:: INPUT MATERIAL ::
= Beginning of Section =

PR #173, opened 2021-12-15
feat(sace-list-item): fix copact color

torgeadelin:
# Description

Small css fixes for compact mode / size 32 of the SpaceListItem component.
It also includes font colour correction for default vs activity states.

I have also removed the colour on the Text component. This should inherit the default colour from the theme provider. It makes it hard to override if it has a specific class with colour assigned to it.

### DIFF
--- a/src/components/ListItemBase/ListItemBase.style.scss
+++ b/src/components/ListItemBase/ListItemBase.style.scss
@@ -5,7 +5,7 @@
   align-items: center;
   font-size: 1rem;
   line-height: 1.5rem;
-  color: var(--theme-text-primary-normal);
+  color: var(--listitem-textsecondary);
   transition: background-color 0.2s, color 0.2s, border-color 0.2s;
   box-sizing: border-box;
   outline: none;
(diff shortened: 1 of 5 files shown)


robstax (approved):

src/components/ListItemBase/ListItemBase.style.scss
```diff
@@ -60,8 +65,13 @@
   }
 
   &[data-size='32'] {
+    & > *,
+    .md-text-wrapper {
+      font-weight: 500;
+      font-size: 0.75rem;
+    }
```
InteractiveTimmy, line 72: The usage of the comma here is a bit strange. So, all immediate children as well as any child with the class `.md-text-wrapper`? Is there a better way to write this?

InteractiveTimmy (approved):
One non-blocking comment.

src/components/ListItemBase/ListItemBase.style.scss
torgeadelin: Yeah, you got it! I don't know.
I need the immediate children for cases where we have something like.
```js
<ListItemBase>
  <ListItemBaseSection position="fill">Text here</ListItemBaseSection>
</ListItemBase>

//or

<ListItemBase>
  Text here
</ListItemBase>
```

InteractiveTimmy (approved):
Thank you for adding that comment. Approved.

PR #177, opened 2021-12-20
refactor(automation): improve deployment pipeline

InteractiveTimmy:
# Description

The scope of the changes in this pull request are to improve our deployment of both documentation and package references. This also enables deployment to a non-protected branch for documentation.

# Links

[SPARK-293872](https://jira-eng-gpk2.cisco.com/jira/browse/SPARK-293872)

### DIFF
--- a/.github/workflows/deploy-documentation.yml
+++ b/.github/workflows/deploy-documentation.yml
@@ -1,4 +1,4 @@
-name: Deploy CD
+name: Deploy Documentation CD
 
 on:
   workflow_dispatch:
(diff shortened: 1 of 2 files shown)


.github/workflows/deploy-documentation.yml
```diff
@@ -55,82 +55,36 @@ jobs:
...
-          then
-            echo "Found $FILE_COUNT changed documentation files."
-            git commit -m "ci(docs): deploy documentation [skip ci] [skip release]"
-            git push
-          else
-            echo "Documentation files have not changed."
-            echo "Documentation will not be published."
-          fi
\ No newline at end of file
+          git add ./
```
torgeadelin, line 88: Is it always going to be in sync with `origin documentation`?
If yes, then it's fine, otherwise maybe we need to sync the current branch with any `documentation` branch changes. I can't think of a way `documentation` will be ahead of master (at least in terms of contents of the `/docs`).

torgeadelin (approved):
Looks good, see my only comment but I'm almost certain that wouldn't be a problem.

.github/workflows/deploy-documentation.yml
InteractiveTimmy: Well, documentation will contain only the docs folder. Basically, the script maps the cached `./docs` from `master` to `./` on the `documentation` branch. It should never be up to date with master and should diverge immediately.

The automation flow: `checkout master` => `install dependencies` => `build dist && docs` => `cache docs` => `clear documentation branch` => `uncache docs to ./ on documentation branch` => `push to documentation branch`

PR #184, opened 2021-12-30
test: added react-testing-library and added first demo test

cscheffauer:
# Description

This MR adds React Testing Library to Momentum and a first demo test. This test should showcase how testing with React Testing Library can look like and how easy it can be to write proper tests in comparison to Enzyme. 

Feel free to discuss underneath.

# Links

[React Testing Library](https://testing-library.com/docs/react-testing-library/intro)


jest.config.js
```diff
@@ -10,7 +10,7 @@ module.exports = {
   snapshotSerializers: ['enzyme-to-json/serializer'],
   snapshotResolver: '<rootDir>/config/jest/jest.snapshot-resolver.js',
   setupFiles: ['jest-canvas-mock'],
-  setupFilesAfterEnv: ['<rootDir>/src/helpers/enzyme_setup'],
+  setupFilesAfterEnv: ['<rootDir>/src/helpers/enzyme_setup', '<rootDir>/jest-setup.ts'],
```
InteractiveTimmy, line 13: The setup file should be stored within the same scope of the other setup files. e.g. `./src/helpers/jest-setup.ts`, or potentially stored within the `./config` folder.

tsconfig.json
```diff
@@ -25,6 +25,7 @@
     ]
   },
   "include": [
-    "./src/**/*.*"
+    "./src/**/*.*",
+    "./jest-setup.ts"
```
InteractiveTimmy, line 29: Moving this file into the `./src/helpers/**` folder will prevent this change from being necessary.

src/components/ButtonCircle/ButtonCircle.test.tsx
```diff
@@ -0,0 +1,47 @@
...
+  jest.clearAllMocks();
+});
+
+//TODO: get rid of ButtonCircle.unit.test.tsx and move over snapshot tests, after it has been discussed with the team
+
+it('should have provided title when title is provided', () => {
+  const buttonTitleMock = 'Example Title';
+  render(<ButtonCircle title={buttonTitleMock} />);
+
+  expect(screen.getByTitle(buttonTitleMock)).toBeVisible();
```
InteractiveTimmy, line 18: This non-mutable approach to testing components allows for a very clear test scope. Since we are not storing the render output of `render(<Component />)` in a mutable variable using `react-testing-library`, we can ultimately only test the final output, and not the internal mutations performed on the **ReactNode**.

This will further prevent unnecessary tests from being written, as we will only test the finalized DOM component.

src/components/ButtonCircle/ButtonCircle.test.tsx
```diff
@@ -0,0 +1,47 @@
...
+});
+
+it('should disable button as expected', () => {
+  const buttonLabelMock = 'Test Button';
+  render(<ButtonCircle onPress={mockCallback} aria-label={buttonLabelMock} disabled />);
+
+  userEvent.click(screen.getByRole('button', { name: buttonLabelMock }));
+  expect(mockCallback).not.toHaveBeenCalled();
```
InteractiveTimmy, line 26: This approach to handling the rendered component without storing a ReactNode removes the need for utils wrapped for `ReactAria`, which further cleans up potentially unnecessary code in this project.

This also prevents tests from directly calling `component.onPress()` or similar event methods to simulate events incorrectly.

src/components/ButtonCircle/ButtonCircle.test.tsx
```diff
@@ -0,0 +1,47 @@
...
+});
+
+it('should fire onClick callback as expected after clicking', () => {
+  const buttonLabelMock = 'Test Button';
+  render(<ButtonCircle onPress={mockCallback} aria-label={buttonLabelMock} />);
+
+  userEvent.click(screen.getByRole('button', { name: buttonLabelMock }));
```
InteractiveTimmy, line 33: It appears that we also have `hover` events as well that should be tested to confirm that they work along side `ReactAria`. Events available [here](https://testing-library.com/docs/ecosystem-user-event/#pointer-events-options).

src/components/ButtonCircle/ButtonCircle.test.tsx
```diff
@@ -0,0 +1,47 @@
...
+  expect(mockCallback).toHaveBeenCalledTimes(1);
+});
+
+it('should fire onClick callback as expected after keyboard interaction', () => {
+  const buttonLabelMock = 'Test Button';
+  render(<ButtonCircle onPress={mockCallback} aria-label={buttonLabelMock} />);
+
+  userEvent.tab();
+  userEvent.keyboard('{enter}');
```
InteractiveTimmy, line 42: This is a much more direct way of testing keyboard events, which was a testing gap we had. 👍👍👍

InteractiveTimmy (changes requested):
I really like these changes, mostly non-blocking discussion, but I would like to see the config moved into its appropriate folder, as well as more testing within `<ButtonCircle />` once we all agree on these conventions moving forwards.

src/components/ButtonCircle/ButtonCircle.test.tsx
cscheffauer: what exact hover events on the ButtonCircle are relevant to test? the onHoverStart, onHoverEnd callbacks for example?

tsconfig.json
cscheffauer: will do that whenever we decide using RTL as a way forward! :)

src/components/ButtonCircle/ButtonCircle.test.tsx
InteractiveTimmy: This is correct, `onHoverStart` and `onHoverEnd`, you can see examples of these events in the testing utils file: `./test/utils.ts`. These are used in `./src/components/ButtonSimple/ButtonSimple.unit.test.tsx`, which `<ButtonCircle />` extends.

cscheffauer: thanks - will try adding tests for them :)

PR #185, opened 2022-01-06
feat(avatar): export PresenceType enum

torgeadelin:
# Description

Export `PresenceType` enum as part of the default exports of the library.

### DIFF
--- a/src/components/Avatar/index.ts
+++ b/src/components/Avatar/index.ts
@@ -1,6 +1,9 @@
 import { default as Avatar } from './Avatar';
-import { Props } from './Avatar.types';
+import * as CONSTANTS from './Avatar.constants';
 
+import { Props, PresenceType } from './Avatar.types';
+
+export { CONSTANTS as AVATAR_CONSTANTS, PresenceType };
 export type AvatarProps = Props;
 
 export default Avatar;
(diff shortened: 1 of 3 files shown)


src/components/Avatar/index.ts
```diff
@@ -1,6 +1,9 @@
 import { default as Avatar } from './Avatar';
-import { Props } from './Avatar.types';
+import * as CONSTANTS from './Avatar.constants';
 
+import { Props, PresenceType } from './Avatar.types';
```
cscheffauer, line 4: just something I love doing - you can do `import type {...} from './Avatar.types'` to highlight that these are types :) feel free to do it as well if u like to :)

torgeadelin: Technically everything inside the `Avatar.types` files will be a type, I'm thinking the extension is already enough maybe?

cscheffauer: gotcha - I think tough if types are exported from somewhere else than a `*.types` file (what could theoretically happen, it will be useful to mark them with the type keyboard. Also thinking from it of a perspective of Cantina as well :)

cscheffauer (approved):

PR #186, opened 2022-01-06
feat: create popover component

cscheffauer:
# Description

This PR adds a new Popover component to the Momentum library, which should act as a replacement for the Overlay trigger, etc. It could potentially replace the legacy popover component as well as the tooltip component.

It uses Tippy.js under the hood to achieve the positioning of the popover and other certain features.

Tests have been done in Storybook, within Chrome & Firefox (more tests in other browsers will follow).
Unit tests - in progress.

# Links

[Tippy.js](https://atomiks.github.io/tippyjs/v6/getting-started/)


src/components/Popover/Popover.types.ts
```diff
@@ -0,0 +1,106 @@
...
+   * Determines if the Popover has interactive content inside of it,
+   * so that it can be hovered over and clicked inside without hiding.
+   *
+   * Default: false
+   */
+  interactive?: boolean;
+  /**
+   * Color of the Container
+   */
+  color?: Color;
```
torgeadelin, line 78: This type should come from ModalContainer.

src/components/Popover/Popover.unit.test.tsx
```diff
@@ -0,0 +1,265 @@
...
+            </button>
+          </>
+        );
+      };
+
+      const container = mount(<ParentComponent />);
+
+      expect(container.find(ContentContainer).length).toEqual(0);
+      container.find('#show').simulate('click');
+      container.update();
```
torgeadelin, line 261: You're not testing the hide

torgeadelin (changes requested):
Looks great so far! 
I'm going to be doing some live testing as well and will leave comments after.

Biggest blocker is the fact that there has been introduced a lot of code duplication around ModalContainer / ContentContainer components. I recommend removing the ContentContainer and reuse ModalContainer.

torgeadelin:
If the trigger on the component is `mousein`, then we automatically need to also have a trigger for `focusin`. This is an accessibility requirement.

torgeadelin:
When having the popover aligned to bottom-start/end, the arrow should be aligned towards the end, not towards the middle of the trigger.

image

torgeadelin:
I think we also need a delay for displaying a tooltip, especially for `mousein` triggers.

src/components/Popover/Popover.unit.test.tsx
cscheffauer: right, cause there were issues with the test atm. I will be working on the tests and then also add the hide. Thanks for reminding

src/components/Popover/Popover.types.ts
```diff
@@ -0,0 +1,106 @@
...
+   * Possible values: 0 | 25 | 50 | 75 | 100 | 125 | 150
+   */
+  round?: Round;
+  /**
+   * elevation of the Container - each value corresponds to a box shadow applied to the container
+   *
+   * Possible values: 0 | 1 | 2 | 3 | 4 | 5 | 6 | 7 | 8
+   */
+  elevation?: Elevation;
+};
```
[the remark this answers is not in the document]
cscheffauer: removed

src/components/ModalArrow/ModalArrow.constants.ts
```diff
@@ -9,19 +10,37 @@ const COLORS: Record<string, Color> = {
...
+
+  // choose the side with most space:
+  AUTO: 'auto',
+  AUTO_START: 'auto-start',
+  AUTO_END: 'auto-end',
 };
 
 const DEFAULTS = {
   COLOR: COLORS.PRIMARY,
+  PLACEMENT: PLACEMENTS.BOTTOM as string,
```
InteractiveTimmy, line 35: Should this be `auto`?

src/components/ModalArrow/index.ts
```diff
@@ -1,6 +1,6 @@
 import { default as ModalArrow } from './ModalArrow';
 import * as CONSTANTS from './ModalArrow.constants';
-import { Props } from './ModalArrow.types';
+import type { Props } from './ModalArrow.types';
```
InteractiveTimmy, line 3: Is there a reason we're adding the `type` keyword?

src/components/ModalContainer/ModalContainer.stories.args.ts
```diff
@@ -1,18 +1,41 @@
...
+import { DEFAULTS } from './ModalContainer.constants';
 
 const modalContainerArgTypes = {
-  arrow: {
-    description: 'Where to render the `<ModalArrow />` for this component.',
+  showArrow: {
+    description: `Whether the arrow should be shown
+    <br/><br/>
+    NOTE: showing the arrow and using the placement prop will not position it correctly - positioning of the arrow
+    correctly will only be through the Popover component. Whenever there's the use case
```
InteractiveTimmy, line 12: `pls` => `please`

```
<br/><br/>default \`true\``
```

Doesn't need to exist, `argTypes.{prop}.table.defaultValue.summary` does this.

src/components/ModalContainer/ModalContainer.types.ts
```diff
@@ -1,15 +1,28 @@
...
+  /**
+   * Placement of the Modal relative to the trigger component. The
+   * arrow will be placed accordingly.
+   *
+   * Possible values: `top`, `top-start`, `top-end`, `right`, `right-start`, `right-end`, `bottom`, `bottom-start`, `bottom-end`,
+   * `left`, `left-start`, `left-end`, `auto`, `auto-start`, `auto-end`
+   *
+   * @default `bottom`
+   */
+  placement?: PlacementType;
```
InteractiveTimmy, line 25: It may be beneficial to move `ModalArrow` to a compound of `ModalContainer`

src/components/ModalContainer/index.ts
```diff
@@ -1,6 +1,6 @@
 import { default as ModalContainer } from './ModalContainer';
 import * as CONSTANTS from './ModalContainer.constants';
-import { Props } from './ModalContainer.types';
+import type { Props } from './ModalContainer.types';
```
InteractiveTimmy, line 3: Same as above, unnecessary keyword?

src/components/Popover/Popover.stories.args.ts
```diff
@@ -0,0 +1,88 @@
...
+  },
+  showArrow: {
+    description: `Whether the arrow should be shown`,
+    control: { type: 'boolean' },
+    table: {
+      type: {
+        summary: 'boolean',
+      },
+      defaultValue: {
+        summary: 'true',
```
InteractiveTimmy, line 38: Should be stored as a constant, doesn't need to be a string.

src/components/Popover/Popover.stories.args.ts
```diff
@@ -0,0 +1,88 @@
...
+  variant: {
+    description: `Variant of the Popover - can be either small or medium`,
+    options: ['small', 'medium'],
+    control: { type: 'select' },
+    table: {
+      type: {
+        summary: 'string',
+      },
+      defaultValue: {
+        summary: 'small',
```
InteractiveTimmy, line 51: Constant please.

src/components/Popover/Popover.stories.args.ts
```diff
@@ -0,0 +1,88 @@
...
+      },
+    },
+  },
+  interactive: {
+    description: `Determines if the Popover has interactive content inside of it,
+    so that it can be hovered over and clicked inside without hiding.
+    <br/><br/>default \`false\``,
```
InteractiveTimmy, line 58: Goes into table.defaultValue.

src/components/Popover/Popover.stories.args.ts
```diff
@@ -0,0 +1,88 @@
...
+      },
+    },
+  },
+  children: {
+    description: 'Provides the child nodes for this element.',
+    control: { type: 'text' },
+    table: {
+      type: {
+        summary: 'ReactNode',
+      },
```
InteractiveTimmy, line 72: defaultValue === unedefined.

src/components/Popover/Popover.stories.args.ts
```diff
@@ -0,0 +1,88 @@
...
+  color: {
+    description: 'What color to render this `<Popover />` as.',
+    control: { type: 'select' },
+    options: [...Object.values(COLORS)],
+    table: {
+      type: {
+        summary: 'string',
+      },
+      defaultValue: {
+        summary: 'undefined',
```
InteractiveTimmy, line 84: Here is the undefined that the above should have.

InteractiveTimmy (changes requested):
Some changes to Storybook, a few additional comments.

src/components/ModalContainer/ModalContainer.types.ts
cscheffauer: I would like to leave it as it is for now, since we haven't used the Compound Component pattern yet and it isn't a convention yet. It would need some training for the team first I think.
We can bring that up in a future conventions meeting and introduce that concept to Momentum 💯

src/components/ModalArrow/index.ts
cscheffauer: the type keyword is just a visual indicator - it has no effect on Typescript. I have used it before, since it makes it easier to distinguish between a normal import and a type import. I can remove it if that is too confusing :)

src/components/ModalArrow/ModalArrow.constants.ts
```diff
@@ -9,19 +10,37 @@ const COLORS: Record<string, Color> = {
...
 };
 
 const STYLE = {
-  wrapper: `${CLASS_PREFIX}-wrapper`,
```
torgeadelin, line 24: I think we should always keep the wrapper class even tho we're not using it. It's a good default selector for the component in testing.

src/components/ModalArrow/index.ts
torgeadelin: Let's discuss this in the conventions, I think we talked about this in a PR that I had last week.

src/components/ModalArrow/ModalArrow.constants.ts
cscheffauer: the arrow doesn't have any wrapper, since it is just a SVG, which gets rendered. That's why I have renamed it to svg to have it named properly.

src/components/ModalContainer/ModalContainer.stories.args.ts
```diff
@@ -1,18 +1,40 @@
...
+    to show ModalContainer with a arrow, pls use the Popover component instead.`,
```
torgeadelin, line 13: Still shows pls. Please change it to `please` haha

src/components/ModalContainer/ModalContainer.stories.args.ts
```diff
@@ -1,18 +1,40 @@
...
+        summary: DEFAULTS.SHOW_ARROW,
+      },
+    },
+  },
+  placement: {
+    description: `Placement of the Modal relative to the trigger component. 
+      <br/><br/>
+    NOTE: showing the arrow and using the placement prop will not position it correctly - positioning of the arrow
+    correctly will only be through the Popover component. Whenever there's the use case
+    to show ModalContainer with a arrow, pls use the Popover component instead.`,
```
torgeadelin, line 29: pls - > please

src/components/ModalContainer/ModalContainer.tsx
```diff
@@ -3,50 +3,62 @@ import classnames from 'classnames';
...
+import { ARROW_ID, DEFAULTS, STYLE } from './ModalContainer.constants';
+import type { Props } from './ModalContainer.types';
 import './ModalContainer.style.scss';
+import { getArrowOrientation } from './ModalContainer.utils';
 
 /**
- * The ModalContainer component.
+ * The `<ModalContainer/>` component, which is used by the Popover for example to wrap
+ * the content of a Popover properly.
+ *
```
torgeadelin, line 14: This is the same text as in the docs. Not sure it adds a lot of value to duplicate it here too. Keeping it in both location will increase the maintaining effort.

src/components/ModalContainer/ModalContainer.utils.ts
```diff
@@ -0,0 +1,22 @@
+import { PLACEMENTS } from '../ModalArrow/ModalArrow.constants';
+import { PlacementType } from '../ModalArrow/ModalArrow.types';
+
+type Orientation = 'horizontal' | 'vertical' | undefined;
+
+/**
+ * This function detects based on the placement arg if an the arrow
+ * is horizontal (left or right) or vertical (top or bottom)
+ *
+ * `undefined` if placement is `undefined`
```
torgeadelin, line 10: `undefined` if placement is `undefined` should be on line 12?

src/components/Popover/Popover.constants.ts
```diff
@@ -0,0 +1,25 @@
...
+
+const CLASS_PREFIX = 'md-popover';
+
+const DEFAULTS = {
+  VARIANT: 'small',
+  TRIGGER: 'click',
+  PLACEMENT: PLACEMENTS.AUTO as string,
+  SHOW_ARROW: true,
+  INTERACTIVE: false,
+  COLOR: 'primary',
```
torgeadelin, line 11: use the constant from ModalContainer.constants.ts

src/components/Popover/Popover.stories.args.ts
```diff
@@ -0,0 +1,95 @@
...
+import { PLACEMENTS } from '../ModalArrow/ModalArrow.constants';
+import { COLORS } from '../ModalContainer/ModalContainer.constants';
+import { DEFAULTS } from './Popover.constants';
+
+export default {
+  ...commonStyles,
+  trigger: {
+    description: `Determines the events that cause the Popover to show. <br/><br/>
+    Multiple event names should be separated by spaces. For example to allow both click and hover, use \`click mouseenter\` as the trigger.
+    <br/><br/>Possible event names: \`click\`, \`mouseenter\`, \`focusin\`, \`manual\` (to programmatically trigger the popover)`,
```
torgeadelin, line 11: I'm not sure how I feel about the `<br/>`. I think we should let storybook handle the formatting.

torgeadelin: Also, if you wrap the string with '' you don't need to escape `\\``

src/components/Popover/Popover.stories.docs.mdx
```diff
@@ -0,0 +1,3 @@
+The `<Popover />` component allows adding a Popover to whatever provided
```
torgeadelin, line 1: `provided as`

src/components/Popover/Popover.stories.tsx
```diff
@@ -0,0 +1,116 @@
...
+  triggerComponent: <ButtonSimple>Click me!</ButtonSimple>,
+};
+
+const InteractiveContent = Template<PopoverProps>(Popover).bind({});
+
+InteractiveContent.argTypes = { ...argTypes };
+
+InteractiveContent.args = {
+  trigger: 'click',
+  placement: 'bottom',
```
torgeadelin, line 48: use constant

src/components/Popover/Popover.stories.tsx
```diff
@@ -0,0 +1,116 @@
...
+    },
+    {
+      children: <p>Non-interactive Content on PRIMARY color, variant small, without arrow</p>,
+      trigger: 'mouseenter',
+      triggerComponent: (
+        <ButtonSimple style={{ height: '50px', width: '100px', marginRight: '10px' }}>
+          Hover me!
+        </ButtonSimple>
+      ),
+      placement: 'bottom-start',
```
torgeadelin, line 95: Constant here too, use it everywhere, I won't leave a comment in all the places.

src/components/Popover/Popover.tsx
```diff
@@ -0,0 +1,95 @@
...
+  return (
+    <LazyTippy
+      ref={tippyRef}
+      render={(attrs) => (
+        <ModalContainer
+          id={id}
+          showArrow={showArrow}
+          placement={attrs['data-placement']}
+          isPadded
+          round={variant === 'medium' ? ROUNDS[75] : ROUNDS[50]}
```
torgeadelin, line 53: Why this `variant` prop? Does the design spec only allow 2 variants for Popovers in terms of the border radius?

src/components/Popover/Popover.types.ts
```diff
@@ -0,0 +1,95 @@
...
+
+export type PlacementType = TippyProps['placement'];
+export type TriggerType = TippyProps['trigger'];
+
+export type PopoverInstance = {
+  show: () => void;
+  hide: () => void;
+};
+
+export interface Props {
```
torgeadelin, line 16: I think we have a rule to leave empty space between types here. Not sure if it's enforced by eslint.

src/components/Popover/Popover.unit.test.tsx
```diff
@@ -0,0 +1,225 @@
...
+    it('should have provided attributes when attributes are provided', async () => {
+      expect.assertions(5);
+      const className = 'example-class';
+      const style = { color: 'pink' };
+      const styleString = 'color: pink;';
+      const id = 'example-id';
+
+      render(
+        <Popover
+          triggerComponent={<button>Click Me!</button>}
```
torgeadelin, line 89: I see why you did this, but the purpose of separating all the attribute tests in tiny individual tests, is to have a better report when tests are failing. If only one is failing, reading it from the console might not be as obvious, because the test is called `should have provided attributes when attributes are provided`, but if we have them separated, will be easy to spot which one is actually failing from the test name.

src/index.js
```diff
@@ -144,6 +144,7 @@ export {
   AvatarMeetingsListItem,
   SpaceListItem as SpaceListItemNext,
   List as ListNext,
+  Popover as PopoverNext,
```
torgeadelin, line 147: I think we should export the placements too maybe? Not sure.

torgeadelin (changes requested):

src/components/Popover/Popover.tsx
cscheffauer: jup - in Figma there are 2 variants of the popover, one small and one medium.

src/components/Popover/Popover.unit.test.tsx
cscheffauer: testing library does give u a really in depth error message with the line it is appearing and more. So I think with RTL we would need to re-evaluate if splitting these tests is valuable.

src/index.js
cscheffauer: i will review that once I'm reusing the Popover component in other places

src/components/Popover/Popover.stories.args.ts
cscheffauer: multiline doesn't work with ", that's why ` is used and the escape is needed.

cscheffauer: to the <br/> - without it the description would look like this (no line breaks or anything between possible event names and so on:
image

src/components/ModalContainer/ModalContainer.tsx
cscheffauer: will remove it here then, since the docs will be readable by the consumers as well.

src/components/ModalContainer/ModalContainer.stories.args.ts
cscheffauer: Alt Text

torgeadelin (approved):
Looks good to me.
Great work Christopher! 🍻

src/components/Popover/Popover.stories.args.ts
torgeadelin: I think that's fine tho.

src/components/ModalArrow/ModalArrow.constants.ts
InteractiveTimmy: Any comments/details on this?

InteractiveTimmy (approved):
Looks good to me! thank you for making the changes.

= End of Section =

:: WHAT IS REQUIRED ::
Of the lines above, extract only those from the line with "torgeadelin: Technically everything" to the line with "torgeadelin, line 261: You're", both included, exactly as written.

:: OUTPUT FOR THIS EXERCISE ::
torgeadelin: Technically everything inside the `Avatar.types` files will be a type, I'm thinking the extension is already enough maybe?

cscheffauer: gotcha - I think tough if types are exported from somewhere else than a `*.types` file (what could theoretically happen, it will be useful to mark them with the type keyboard. Also thinking from it of a perspective of Cantina as well :)

cscheffauer (approved):

PR #186, opened 2022-01-06
feat: create popover component

cscheffauer:
# Description

This PR adds a new Popover component to the Momentum library, which should act as a replacement for the Overlay trigger, etc. It could potentially replace the legacy popover component as well as the tooltip component.

It uses Tippy.js under the hood to achieve the positioning of the popover and other certain features.

Tests have been done in Storybook, within Chrome & Firefox (more tests in other browsers will follow).
Unit tests - in progress.

# Links

[Tippy.js](https://atomiks.github.io/tippyjs/v6/getting-started/)


src/components/Popover/Popover.types.ts
```diff
@@ -0,0 +1,106 @@
...
+   * Determines if the Popover has interactive content inside of it,
+   * so that it can be hovered over and clicked inside without hiding.
+   *
+   * Default: false
+   */
+  interactive?: boolean;
+  /**
+   * Color of the Container
+   */
+  color?: Color;
```
torgeadelin, line 78: This type should come from ModalContainer.

src/components/Popover/Popover.unit.test.tsx
```diff
@@ -0,0 +1,265 @@
...
+            </button>
+          </>
+        );
+      };
+
+      const container = mount(<ParentComponent />);
+
+      expect(container.find(ContentContainer).length).toEqual(0);
+      container.find('#show').simulate('click');
+      container.update();
```
torgeadelin, line 261: You're not testing the hide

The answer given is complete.